Business leaders today have called on the Government to "wise-up" to the possibility that companies from the BRIC economies (Brazil, Russia, India and China) will take their business to other European cities and bypass London, if continued delays to flights are not addressed.
Figures from the National Air Traffic Services (NATS), state that airline jets circling to land at Heathrow for a cumulative 55 hours a day, will burn 190 tonnes of fuel at a cost of £119,000 and will discharge 600 tonnes of carbon dioxide.

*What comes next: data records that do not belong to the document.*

PR #614, opened 2019-07-17
MINIFICPP-732 - Add property to expose librdkafka "debug" values for …

nghiaxlee:
…PublishKafka

### For all changes:
     in the commit message?

### For code changes:

### Note:

### DIFF
--- a/extensions/librdkafka/PublishKafka.cpp
+++ b/extensions/librdkafka/PublishKafka.cpp
@@ -79,6 +79,7 @@ core::Property PublishKafka::KerberosKeytabPath("Kerberos Keytab Path",
 core::Property PublishKafka::MessageKeyField("Message Key Field", "The name of a field in the Input Records that should be used as the Key for the Kafka message.\n"
                                              "Supports Expression Language: true (will be evaluated using flow file attributes)",
                                              "");
+core::Property PublishKafka::DebugContexts("Debug contexts", "A comma-separated list of debug contexts to enable. Including: generic, broker, topic, metadata, feature, queue, msg, protocol, cgrp, security, fetch, interceptor, plugin, consumer, admin, eos, all", "");
 core::Relationship PublishKafka::Success("success", "Any FlowFile that is successfully sent to Kafka will be routed to this Relationship");
 core::Relationship PublishKafka::Failure("failure", "Any FlowFile that cannot be sent to Kafka will be routed to this Relationship");
 
@@ -107,6 +108,7 @@ void PublishKafka::initialize() {
   properties.insert(KerberosPrincipal);
   properties.insert(KerberosKeytabPath);
   properties.insert(MessageKeyField);
+  properties.insert(DebugContexts);
   setSupportedProperties(properties);
   // Set the supported relationships
   std::set<core::Relationship> relationships;
@@ -129,9 +131,16 @@ bool PublishKafka::configureNewConnection(const std::shared_ptr<KafkaConnection>
 
   auto key = conn->getKey();
 
+  if (context->getProperty(DebugContexts.getName(), value) && !value.empty()) {
+    rd_kafka_conf_set(conf_, "debug", value.c_str(), errstr, sizeof(errstr));
+    logger_->log_debug("PublishKafka: debug properties [%s]", value);
+    if (result != RD_KAFKA_CONF_OK)
+      logger_->log_error("PublishKafka: configure debug properties error result [%s]", errstr);
+  }
+
   if (!key->brokers_.empty()) {
     result = rd_kafka_conf_set(conf_, "bootstrap.servers", key->brokers_.c_str(), errstr, sizeof(errstr));
-    logger_->log_debug("PublishKafka: bootstrap.servers [%s]", value);
+    logger_->log_debug("PublishKafka: bootstrap.servers [%s]", key->brokers_.c_str());
     if (result != RD_KAFKA_CONF_OK)
       logger_->log_error("PublishKafka: configure error result [%s]", errstr);
   } else {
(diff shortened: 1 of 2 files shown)


extensions/librdkafka/PublishKafka.cpp
```diff
@@ -141,7 +150,7 @@ bool PublishKafka::configureNewConnection(const std::shared_ptr<KafkaConnection>
 
   if (!key->client_id_.empty()) {
     rd_kafka_conf_set(conf_, "client.id", key->client_id_.c_str(), errstr, sizeof(errstr));
-    logger_->log_debug("PublishKafka: client.id [%s]", value);
+    logger_->log_debug("PublishKafka: client.id [%s]", key->client_id_.c_str());
```
phrocker: you can simply use key->client_id_ as we perform this conversion for you.

extensions/librdkafka/PublishKafka.cpp
```diff
@@ -79,6 +79,7 @@ core::Property PublishKafka::KerberosKeytabPath("Kerberos Keytab Path",
 core::Property PublishKafka::MessageKeyField("Message Key Field", "The name of a field in the Input Records that should be used as the Key for the Kafka message.\n"
                                              "Supports Expression Language: true (will be evaluated using flow file attributes)",
                                              "");
+core::Property PublishKafka::DebugContexts("Debug contexts", "A comma-separated list of debug contexts to enable. Including: generic, broker, topic, metadata, feature, queue, msg, protocol, cgrp, security, fetch, interceptor, plugin, consumer, admin, eos, all", "");
```
phrocker: Is this a defined list that can be controlled via allowable values?

nghiaxlee: yes, according to [https://github.com/edenhill/librdkafka/blob/master/CONFIGURATION.md](this)

extensions/librdkafka/PublishKafka.cpp
nghiaxlee: thanks, I did not notice that

extensions/librdkafka/PublishKafka.cpp
phrocker: So then can you use our allowable values construct?

extensions/librdkafka/PublishKafka.cpp
```diff
@@ -129,9 +131,16 @@ bool PublishKafka::configureNewConnection(const std::shared_ptr<KafkaConnection>
 
   auto key = conn->getKey();
 
+  if (context->getProperty(DebugContexts.getName(), value) && !value.empty()) {
+    rd_kafka_conf_set(conf_, "debug", value.c_str(), errstr, sizeof(errstr));
```
phrocker: When will we receive feedback regarding this setting?

extensions/librdkafka/PublishKafka.cpp
nghiaxlee: I'm afraid not, the possible value can be any combination from the list above, not just a single element.

extensions/librdkafka/PublishKafka.cpp
nghiaxlee: Can you explain it? I think I don't know what does "feedback about the setting" mean.

extensions/librdkafka/PublishKafka.cpp
phrocker: Allowable values don't preclude having more than one option. Is there something that gave you that impression in the code?

extensions/librdkafka/PublishKafka.cpp
phrocker: If we can'd ultimately do allow able values ( i commented above ) -- then that means we need to rely on this CSV. Very little validation is performed here -- so I presume librdkafka does that validation. In those cases do you get an immediate response or must we wait until data is supplied and sent through Kafka?

extensions/librdkafka/PublishKafka.cpp
nghiaxlee: I assume we are talking about 'withAllowableValues' in PropertyBuilder. In 'LogAttribute.cpp', there is a set of allowable values ("debug", "info", etc), though only one of them can be set at a time. In this case, "msg,topic,broker",  "topic,msg" or "broker,msg" are all valid values. Thus, I don't understand how can allowable values can check that. If I misunderstand anything, I would love to hear your correction.

extensions/librdkafka/PublishKafka.cpp
nghiaxlee: From what I saw on the logs, we can only know after sending the data, and librdkafka will terminate before the first invalid setting ("topic,broker,mewrong,msg" then only "topic,broker" are applied). For validation, I know that I can split the string by "," then check whether they are valid or not. If you have better idea, please let me know.

extensions/librdkafka/PublishKafka.cpp
arpadboda: @nghiaxlee what you say makes perfect sense, NiFI provides ListValidator for the given purpose:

Airlines are now actively looking at other alternative European bases with Easyjet building up new bases in Paris, Madrid and Milan and British Midland (BMI) has plans to grow through Frankfurt, Zurich, Brussels and Vienna. British Airways boss Willie Walsh has all but given up hope on any expansion at Heathrow and said that "overcrowding in London had already forced airlines to look elsewhere".
Plans by the Mayor of London Boris Johnson for an airport on the Thames estuary branded "Boris island airport" have been scorned by Virgin Atlantic who earlier this year questioned the viability of the "Boris-island" airport with Steve Ridgway the airlines chief executive claiming in the Financial Times that "its just not do-able or deliverable it’s the wrong side of where the locus of the economy is".
The Times in a report today said that Arab sovereign wealth funds and infrastructure funds said that "they had not heard of the mayor's plan and would have little interest in funding it". The estimated costs of the "Boris island airport" have been put at anywhere up to £70 billion.
The Government's Aviation Minister Theresa Villiers said in The Times:
"It is untrue that to suggest that Government does not have a strategy to help UK aviation grow and prosper. Indeed we are seeking the views from the industry on a new policy framework for the sector which supports economic growth while addressing the environmental impact of flying".